Help needed optimizing a kernel


I have the following kernel:


#define IDX2C(i,j,ld) (((j)*(ld))+(i))

global void kernel_elmcol_m_unrolled(int *num_threads,

                                     float *alpha,

                                     const float *x,

                                     int *incx,

                                     float *y,

                                     int *incy,

                                     int *i,

                                     int *i1,

                                     int *num_row_elements)


const int tid = (blockIdx.x * blockDim.x + threadIdx.x) + (blockIdx.y * gridDim.x);

int k_num_threads = *num_threads;

if (tid < k_num_threads) {

    int k_incx = *incx;

    int k_incy = *incy;

    int k_i = *i;

    int k_i1 = *i1;

    int k_num_row_elements = *num_row_elements;

    int row_offset = tid % k_num_row_elements;

    int col_offset = tid / k_num_row_elements;

    y[IDX2C(k_i, k_i1+col_offset, c_num_equations)+row_offset*k_incy] +=

            alpha[col_offset] * x[IDX2C(k_i, k_i, c_num_equations)+row_offset*k_incx];




Now, this takes a really long time to run.
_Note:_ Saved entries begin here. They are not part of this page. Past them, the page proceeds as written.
PR #5539, opened 2026-07-29
implement axes_scan's broadcast semantics via dce

mattjj:
By using DCE instead of partial evaluation, we unblock JAX_REMAT3=1 and the deletion of general partial eval in JAX.


mattjj:
Oops, this isn't ready...

PR #5564, opened 2026-08-19
fix(traverse_util): validate keys in flatten_dict when separator is specified (#5554)

### LINKED ISSUE #5554: flatten_dict with a separator cannot round-trip keys containing the separator, and raises an opaque error on non-string keys
### Summary

`flax.traverse_util.flatten_dict`, when called with a separator, produces flattened keys that `unflatten_dict` cannot faithfully restore for two classes of input. In one case the result is a silently corrupted round-trip; in the other it is a low-level `TypeError` from deep inside the call. Both are reachable with ordinary dictionaries, and both are surprising given that the `flatten_dict` docstring directs the reader to `unflatten_dict` "on how to restore the nested dictionary structure."

The proposal is to fail fast with a clear, actionable error when a separator cannot represent the given keys unambiguously, rather than corrupt the data or raise an opaque error.

### Case 1: a key that contains the separator round-trips to a different structure

```python
from flax.traverse_util import flatten_dict, unflatten_dict

xs = {"a/b": 1, "c": {"d": 2}}
flat = flatten_dict(xs, sep="/")
back = unflatten_dict(flat, sep="/")

print(flat)          # {'a/b': 1, 'c/d': 2}
print(back)          # {'a': {'b': 1}, 'c': {'d': 2}}
print(back == xs)    # False
```

The key `"a/b"` and the nested path `("c", "d")` both flatten to a slash-joined string, so `unflatten_dict` splits `"a/b"` into a two-level path and the original structure is lost. No error is raised.

### Case 2: a non-string key under a separator raises an opaque error

```python
from flax.traverse_util import flatten_dict

flatten_dict({1: {2: 3}}, sep="/")
# TypeError: sequence item 0: expected str instance, int found
```

The failure surfaces from `sep.join(path)` inside `_flatten`, so the message describes an internal `join` rather than the actual problem, which is that a separator cannot be applied to non-string keys.

### Why this is worth addressing

`flatten_dict` and `unflatten_dict` are commonly used to move parameter and state trees to and from a flat, string-keyed representation, for example when interfacing with checkpoint formats or logging. Silent structural corruption of such a tree is difficult to detect downstream, and the non-string-key error gives no indication of its cause. Integer keys and keys containing punctuation both occur in real parameter dictionaries.

### Proposed change

When `sep` is not `None`, validate each key before joining and raise a single, descriptive error for the two conditions that make the flattened key ambiguous or ill-formed:

- a key that is not a string, and
- a string key that contains `sep`.

For example:

```
ValueError: flatten_dict with sep='/' requires string keys that do not
contain the separator; got key 'a/b' at path ('a/b',)
```

This turns two silent or opaque failure modes into one clear error, and leaves every input that currently round-trips correctly unchanged. The tuple-key mode (`sep=None`) is unaffected, since it already round-trips these inputs faithfully.

I am happy to prepare the pull request, including regression tests for both cases and a short note in the `flatten_dict` docstring, if this direction is agreeable.

### Environment

- flax 0.12.8
- jax 0.11.0
- numpy 2.5.2
- Python 3.12

Ultron09:
### Summary

Fixes #5554

When `flax.traverse_util.flatten_dict` is called with a separator (`sep is not None`):
1. **Case 1 (Structural corruption)**: A string key containing the separator (e.g. `{"a/b": 1, "c": {"d": 2}}` with `sep="/"`) flattens to `{"a/b": 1, "c/d": 2}`. When `unflatten_dict(..., sep="/")` is called, `"a/b"` is split into a nested path `{"a": {"b": 1}}`, silently corrupting the round-trip structure without error.
2. **Case 2 (Opaque TypeError)**: A non-string key (e.g. `{1: {2: 3}}` with `sep="/"`) surfaces an internal `TypeError: sequence item 0: expected str instance, int found` from deep inside string joining.

### Solution

- Validates each key in `_flatten` when `sep is not None` to ensure it is a string and does not contain `sep`.
- Raises a descriptive `ValueError`:
  ```
  ValueError: flatten_dict with sep='/' requires string keys that do not contain the separator; got key 'a/b' at path ('a/b',)
  ```
- Updates `flatten_dict` docstrings to document the string/separator requirement and `ValueError`.
- Added unit tests in `traverse_util_test.py` covering non-string keys, separator-containing keys, nested dictionary paths, and verifying `sep=None` behavior remains unaffected.

cc @IvyZX @cgarciae @jheek @Amey-Thakur

### DIFF
--- a/flax/traverse_util.py
+++ b/flax/traverse_util.py
@@ -91,6 +91,12 @@ def _flatten(xs, prefix, keep_empty_nodes, is_leaf, sep):
   result = {}
   is_empty = True
   for key, value in xs.items():
+    if sep is not None:
+      if not isinstance(key, str) or sep in key:
+        raise ValueError(
+          f"flatten_dict with sep='{sep}' requires string keys that do not "
+          f"contain the separator; got key {key!r} at path {prefix + (key,)}"
+        )
     is_empty = False
     path = prefix + (key,)
     result.update(_flatten(value, path, keep_empty_nodes, is_leaf, sep))
@@ -130,9 +136,13 @@ def flatten_dict(xs, keep_empty_nodes=False, is_leaf=None, sep=None):
       leaf (i.e., should not be flattened further).
     sep: if specified, then the keys of the returned
       dictionary will be ``sep``-joined strings (if
-      ``None``, then keys will be tuples).
+      ``None``, then keys will be tuples). When specified,
+      all keys must be strings that do not contain ``sep``.
   Returns:
     The flattened dictionary.
+  Raises:
+    ValueError: if ``sep`` is specified and any dictionary key is not a string
+      or contains the separator ``sep``.
   """
   assert isinstance(
     xs, (flax.core.FrozenDict, dict)
--- a/tests/traverse_util_test.py
+++ b/tests/traverse_util_test.py
@@ -175,6 +175,43 @@ class TraversalTest(absltest.TestCase):
       },
     )
 
+  def test_flatten_dict_sep_key_containing_sep(self):
+    xs = {'a/b': 1, 'c': {'d': 2}}
+    with self.assertRaisesRegex(
+      ValueError,
+      r"flatten_dict with sep='/' requires string keys that do not contain the separator; got key 'a/b' at path \('a/b',\)",
+    ):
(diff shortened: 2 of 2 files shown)


samanklesaria (approved):
Looks good to me!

Also, curiously when I use ‘=’ instead of ‘+=’ it runs about 3 times faster.

What possible things could be going wrong with this?



What card are you using?

Also what does IDX2C does, can you post the code?

The ‘=’ instead of the ‘+=’ probably indicates what the problem is: non-coalesced reads.

When you do += you need to first read the data from gmem, if you’re doing it in a non-coalesced way you’ll pay big penalties.

The ‘=’ simply writes the value to the memory where random writes are probably less expensive than random reads.


GTX 280

This just calculates the linear index from a 2D index. The top of the code defines the IDX2C macro.

Thanks for this. I will look into the documentation a bit more and maybe find a way to avoid this…

Why do you pass pointers to the arguments instead of the arguments themselves? This wastes a lot of memory bandwidth.

I wasn’t sure I could do that. Does it really make that much difference? It is still 4 bytes.



Arguments live in shared memory, so accessing them does not use up global memory bandwidth (and has about 1/100th of the latency).